§ Work to be completed
The data below is to be repeated in full, exactly as given.

Extracted data entries:

PR #10419, opened 2026-09-01
curate: Add Autosomal Recessive Nonsyndromic Hearing Loss 79 (MONDO:0013215, TPRN)

### LINKED ISSUE #10400: Curate autosomal recessive nonsyndromic hearing loss 79 (MONDO:0013215)
Curate a dismech entry for **autosomal recessive nonsyndromic hearing loss 79 (DFNB79)** ([MONDO:0013215](https://monarchinitiative.org/MONDO:0013215)) — biallelic *TPRN* (taperin) variants; taperin localizes to the stereocilia taper region, so this sits in the same structural compartment as the CLIC5 disease already curated here.

`kb/disorders/Autosomal_Recessive_Nonsyndromic_Hearing_Loss_103.yaml` (CLIC5, DFNB79's taper-region neighbour) already mentions TPRN as a differential. That is not coverage, but read it first — the two proteins co-localize and the entries should agree about what is established for the taper region and what is not.

Stub: `stubs/Autosomal_Recessive_Nonsyndromic_Hearing_Loss_79.yaml`

kevinschaper:
DFNB79 is a rare recessive deafness caused by losing both copies of *TPRN*, which makes a protein called taperin. Taperin sits at the narrow base of the hair cell stereocilium — the point where the rod bends when sound hits it — and bundles the actin filaments there. Hair bundles form normally without it and then come apart, which is why the hearing loss appears in childhood and gets worse rather than being present from birth.

**`entry_type`: DISEASE.** One gene, one causal chain that holds together:

```
TPRN loss of function
  -> loss of F-actin bundling at the stereocilia taper
    -> stereociliary rootlet destabilisation
      -> progressive stereocilia retraction and fusion
        -> (indirect) inner hair cell synaptic and vesicular abnormality
        -> progressive sensorineural hearing impairment
```

It is not a subtype of anything already curated, and it has no members, so neither SUBTYPE nor GROUPING applies.

## Agreement with the CLIC5 entry

`Autosomal_Recessive_Nonsyndromic_Hearing_Loss_103` (CLIC5) already names TPRN as a differential, and the two proteins are physically part of the same structure — super-resolution imaging shows TPRN, CLIC5 and PTPRQ arranged as concentric rings at the taper. Both entries now cite the same observation from PMID:24285636, so they rest on one shared claim rather than two independent assertions about the same complex.

The two diseases differ on balance, and that difference is curated rather than assumed away. CLIC5 loss causes vestibular areflexia in patients and circling in mice. TPRN loss does not: the one family formally tested had normal Romberg and tandem gait, and Tprn-null mice show no significant vestibular evoked potential difference through two months and never circle. That negative is recorded as a phenotype with `frequency: EXCLUDED`, following the `Adult-Onset_Autosomal_Dominant_Demyelinating_Leukodystrophy` precedent — `modifier: ABSENT` on its own is not read by the HPOA exporter and would have exported as a positive claim.

## Two open questions recorded

**Taperin dosage is two-sided.** AAV delivery of *Tprn* restores the rings and repairs hearing in null mice, but in the same paper taperin overexpression is one of the two methods used deliberately to destroy those rings, and it causes stereocilia degeneration and deafness. From the other direction, *lowering* taperin rescues Grxcr2-null mice. So both too little and too much are pathogenic, and no published dose-response curve bounds the window. Curated as a `HUMAN_MODEL_MISMATCH` with a proposed dose-response experiment.

**The same null allele gives different courses.** `c.42_52del11` homozygotes had stable severe hearing loss into the third decade in a Moroccan family and progressive loss in a Pakistani family. Because the allele is a null, the usual "residual function differs" explanation is unavailable; the authors proposed a genetic modifier and nobody has looked for one. Curated as a `KNOWLEDGE_GAP` with a targeted taper-complex sequencing proposal.

## Deliberately not curated

- Hearing aids and cochlear implantation — standard care, but no DFNB79-specific outcome data exist, and curating them here would assert disease-specific evidence that is not there.
- AAV gene replacement as a treatment — preclinical, so it lives under `animal_models` where the dosage constraint sits beside it.
- Taperin's nuclear PP1-docking and DNA-damage biology — real, but not connected to deafness; recorded in the gene notes as the reason a taperin-directed therapy cannot be assumed inner-ear-specific.

## Checks

Deep research: Edison/falcon, NEC preflight PASS (TPRN mentioned 51 times, OMIM 613307 agreed between MONDO and the report). Two HPO terms the report suggested were rejected on lookup — it offered `HP:0012717` as "prelingual hearing loss" and that identifier is actually *Severe conductive hearing impairment*. Every term in the entry was resolved through OLS before use.

`just validate` exit 0, 50/50 snippets verified. `validate-disorders`, `check-duplicate-keys`, `check-entity-refs`, `check-snippet-length`, `check-title-snippets`, `check-snippet-grading`, `check-environmental-evidence`, `check-folded-hyphens`, `validate-history` all exit 0.

Closes #10400


kevinschaper:
Both important findings were correct. Fixed in 91b0d0c.

**The purified-protein assay.** Regraded to `IN_VITRO`. You are right that the mouse origin of the protein describes the reagent and not the study design, and the explanation now says which items carry PMID:40471101's in vivo results so the mixed-source split is visible in the file rather than only in the commit.

**Cochlear implantation and amplification.** Added both, following the `Autosomal_Recessive_Nonsyndromic_Hearing_Loss_97` pattern you cited — I checked it and it is exactly the situation described. Implantation gets `treatment_effect: BYPASSES` against `Progressive Stereocilia Retraction and Fusion`, since the lesion is inside the hair cell and an implant drives the spiral ganglion directly. One caveat is written beside that argument rather than left out of it: Tprn-null mice develop inner hair cell synaptic and vesicular abnormalities and acquire efferent contacts on the cell body, and the authors raise a possible direct role for taperin in vesicular trafficking. If that holds in patients the neural side is not entirely spared and implant outcome is less predictable than the bundle-lesion argument implies.

Amplification follows `..._77` and carries a `target_mechanisms` link with **no** `treatment_effect`, because it compensates for the threshold rather than acting on the mechanism.

**Where I declined the join point you asked for.** The counselling record has no `target_mechanisms`. `TreatmentEffectEnum` is `INHIBITS | ACTIVATES | MODULATES | BYPASSES | RESTORES`, and every one of those asserts a change to a mechanism. Serial audiometry measures a node's output; it does not act on it. Picking the least-wrong value would put a false mechanistic claim into a machine-readable slot, so the reasoning is in that treatment's `notes` and the two device records carry the section's join points instead.

**Suggestions taken.** Progressive record rebound to `HP:0008619` so it carries laterality alongside `clinical_course: PROGRESSIVE`, with a note on why severity is deliberately left off that record (it is the moving quantity). Prelingual record gets `severity: SEVERE`. Penetrance addressed in the gene notes, including the ascertainment caveat — all pedigrees were ascertained through deafness, which makes complete penetrance look inevitable whether or not it is. PMID:34026762 (GRXCR2 N-terminus and CLIC5) now supports the taper node with `directness: INDIRECT`, quoted identically to the DFNB103 entry.

Separately, and before this review landed, the automated second opinion on #10400 pointed out that DFNB104 (RIPOR2) is a closer taper-region neighbour than DFNB103 and already curates a taperin dependency. Commit 1964b42 adds that side of the network, citing the same PMID:27269051 observation the DFNB104 entry uses as a readout, so all three entries now rest on one shared set of claims about the compartment rather than three independent ones.

53/53 snippets verified. `validate-disorders`, `check-entity-refs`, `check-snippet-length`, `check-title-snippets`, `check-snippet-grading`, `check-folded-hyphens` all exit 0.

kevinschaper:
One more, pushed in d38a7f763c. This supersedes the approval on the previous head.

The DFNA82 reviewer on #10421 made a point that applies here too — three of their four findings came from a full text I had committed and only skimmed. I went back through PMID_40471101 properly and found two negative results that qualify this entry's mechanical claim rather than supporting it.

- Pivot stiffness of Tprn-null stereocilia was **not** detectably changed in young postnatal outer hair cells, and those stereocilia were **not** excessively fragile — they withstood repeated intensive deflections.
- Mechanotransduction currents in Tprn-null outer hair cells were **largely unaffected**.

§ Response area
PR #10419, opened 2026-09-01
curate: Add Autosomal Recessive Nonsyndromic Hearing Loss 79 (MONDO:0013215, TPRN)

### LINKED ISSUE #10400: Curate autosomal recessive nonsyndromic hearing loss 79 (MONDO:0013215)
Curate a dismech entry for **autosomal recessive nonsyndromic hearing loss 79 (DFNB79)** ([MONDO:0013215](https://monarchinitiative.org/MONDO:0013215)) — biallelic *TPRN* (taperin) variants; taperin localizes to the stereocilia taper region, so this sits in the same structural compartment as the CLIC5 disease already curated here.

`kb/disorders/Autosomal_Recessive_Nonsyndromic_Hearing_Loss_103.yaml` (CLIC5, DFNB79's taper-region neighbour) already mentions TPRN as a differential. That is not coverage, but read it first — the two proteins co-localize and the entries should agree about what is established for the taper region and what is not.

Stub: `stubs/Autosomal_Recessive_Nonsyndromic_Hearing_Loss_79.yaml`

kevinschaper:
DFNB79 is a rare recessive deafness caused by losing both copies of *TPRN*, which makes a protein called taperin. Taperin sits at the narrow base of the hair cell stereocilium — the point where the rod bends when sound hits it — and bundles the actin filaments there. Hair bundles form normally without it and then come apart, which is why the hearing loss appears in childhood and gets worse rather than being present from birth.

**`entry_type`: DISEASE.** One gene, one causal chain that holds together:

```
TPRN loss of function
  -> loss of F-actin bundling at the stereocilia taper
    -> stereociliary rootlet destabilisation
      -> progressive stereocilia retraction and fusion
        -> (indirect) inner hair cell synaptic and vesicular abnormality
        -> progressive sensorineural hearing impairment
```

It is not a subtype of anything already curated, and it has no members, so neither SUBTYPE nor GROUPING applies.

## Agreement with the CLIC5 entry

`Autosomal_Recessive_Nonsyndromic_Hearing_Loss_103` (CLIC5) already names TPRN as a differential, and the two proteins are physically part of the same structure — super-resolution imaging shows TPRN, CLIC5 and PTPRQ arranged as concentric rings at the taper. Both entries now cite the same observation from PMID:24285636, so they rest on one shared claim rather than two independent assertions about the same complex.

The two diseases differ on balance, and that difference is curated rather than assumed away. CLIC5 loss causes vestibular areflexia in patients and circling in mice. TPRN loss does not: the one family formally tested had normal Romberg and tandem gait, and Tprn-null mice show no significant vestibular evoked potential difference through two months and never circle. That negative is recorded as a phenotype with `frequency: EXCLUDED`, following the `Adult-Onset_Autosomal_Dominant_Demyelinating_Leukodystrophy` precedent — `modifier: ABSENT` on its own is not read by the HPOA exporter and would have exported as a positive claim.

## Two open questions recorded

**Taperin dosage is two-sided.** AAV delivery of *Tprn* restores the rings and repairs hearing in null mice, but in the same paper taperin overexpression is one of the two methods used deliberately to destroy those rings, and it causes stereocilia degeneration and deafness. From the other direction, *lowering* taperin rescues Grxcr2-null mice. So both too little and too much are pathogenic, and no published dose-response curve bounds the window. Curated as a `HUMAN_MODEL_MISMATCH` with a proposed dose-response experiment.

**The same null allele gives different courses.** `c.42_52del11` homozygotes had stable severe hearing loss into the third decade in a Moroccan family and progressive loss in a Pakistani family. Because the allele is a null, the usual "residual function differs" explanation is unavailable; the authors proposed a genetic modifier and nobody has looked for one. Curated as a `KNOWLEDGE_GAP` with a targeted taper-complex sequencing proposal.

## Deliberately not curated

- Hearing aids and cochlear implantation — standard care, but no DFNB79-specific outcome data exist, and curating them here would assert disease-specific evidence that is not there.
- AAV gene replacement as a treatment — preclinical, so it lives under `animal_models` where the dosage constraint sits beside it.
- Taperin's nuclear PP1-docking and DNA-damage biology — real, but not connected to deafness; recorded in the gene notes as the reason a taperin-directed therapy cannot be assumed inner-ear-specific.

## Checks

Deep research: Edison/falcon, NEC preflight PASS (TPRN mentioned 51 times, OMIM 613307 agreed between MONDO and the report). Two HPO terms the report suggested were rejected on lookup — it offered `HP:0012717` as "prelingual hearing loss" and that identifier is actually *Severe conductive hearing impairment*. Every term in the entry was resolved through OLS before use.

`just validate` exit 0, 50/50 snippets verified. `validate-disorders`, `check-duplicate-keys`, `check-entity-refs`, `check-snippet-length`, `check-title-snippets`, `check-snippet-grading`, `check-environmental-evidence`, `check-folded-hyphens`, `validate-history` all exit 0.

Closes #10400


kevinschaper:
Both important findings were correct. Fixed in 91b0d0c.

**The purified-protein assay.** Regraded to `IN_VITRO`. You are right that the mouse origin of the protein describes the reagent and not the study design, and the explanation now says which items carry PMID:40471101's in vivo results so the mixed-source split is visible in the file rather than only in the commit.

**Cochlear implantation and amplification.** Added both, following the `Autosomal_Recessive_Nonsyndromic_Hearing_Loss_97` pattern you cited — I checked it and it is exactly the situation described. Implantation gets `treatment_effect: BYPASSES` against `Progressive Stereocilia Retraction and Fusion`, since the lesion is inside the hair cell and an implant drives the spiral ganglion directly. One caveat is written beside that argument rather than left out of it: Tprn-null mice develop inner hair cell synaptic and vesicular abnormalities and acquire efferent contacts on the cell body, and the authors raise a possible direct role for taperin in vesicular trafficking. If that holds in patients the neural side is not entirely spared and implant outcome is less predictable than the bundle-lesion argument implies.

Amplification follows `..._77` and carries a `target_mechanisms` link with **no** `treatment_effect`, because it compensates for the threshold rather than acting on the mechanism.

**Where I declined the join point you asked for.** The counselling record has no `target_mechanisms`. `TreatmentEffectEnum` is `INHIBITS | ACTIVATES | MODULATES | BYPASSES | RESTORES`, and every one of those asserts a change to a mechanism. Serial audiometry measures a node's output; it does not act on it. Picking the least-wrong value would put a false mechanistic claim into a machine-readable slot, so the reasoning is in that treatment's `notes` and the two device records carry the section's join points instead.

**Suggestions taken.** Progressive record rebound to `HP:0008619` so it carries laterality alongside `clinical_course: PROGRESSIVE`, with a note on why severity is deliberately left off that record (it is the moving quantity). Prelingual record gets `severity: SEVERE`. Penetrance addressed in the gene notes, including the ascertainment caveat — all pedigrees were ascertained through deafness, which makes complete penetrance look inevitable whether or not it is. PMID:34026762 (GRXCR2 N-terminus and CLIC5) now supports the taper node with `directness: INDIRECT`, quoted identically to the DFNB103 entry.

Separately, and before this review landed, the automated second opinion on #10400 pointed out that DFNB104 (RIPOR2) is a closer taper-region neighbour than DFNB103 and already curates a taperin dependency. Commit 1964b42 adds that side of the network, citing the same PMID:27269051 observation the DFNB104 entry uses as a readout, so all three entries now rest on one shared set of claims about the compartment rather than three independent ones.

53/53 snippets verified. `validate-disorders`, `check-entity-refs`, `check-snippet-length`, `check-title-snippets`, `check-snippet-grading`, `check-folded-hyphens` all exit 0.

kevinschaper:
One more, pushed in d38a7f763c. This supersedes the approval on the previous head.

The DFNA82 reviewer on #10421 made a point that applies here too — three of their four findings came from a full text I had committed and only skimmed. I went back through PMID_40471101 properly and found two negative results that qualify this entry's mechanical claim rather than supporting it.

- Pivot stiffness of Tprn-null stereocilia was **not** detectably changed in young postnatal outer hair cells, and those stereocilia were **not** excessively fragile — they withstood repeated intensive deflections.
- Mechanotransduction currents in Tprn-null outer hair cells were **largely unaffected**.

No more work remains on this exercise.